Brief | Return the exact lines spanning from the line with "Fixes an issue" through the last line of the entries, boundaries included, and no others.

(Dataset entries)

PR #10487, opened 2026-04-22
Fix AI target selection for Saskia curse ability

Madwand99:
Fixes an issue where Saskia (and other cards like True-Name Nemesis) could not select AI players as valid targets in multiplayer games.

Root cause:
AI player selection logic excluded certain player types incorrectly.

Result |
Fixes an issue where Saskia (and other cards like True-Name Nemesis) could not select AI players as valid targets in multiplayer games.

Root cause:
AI player selection logic excluded certain player types incorrectly.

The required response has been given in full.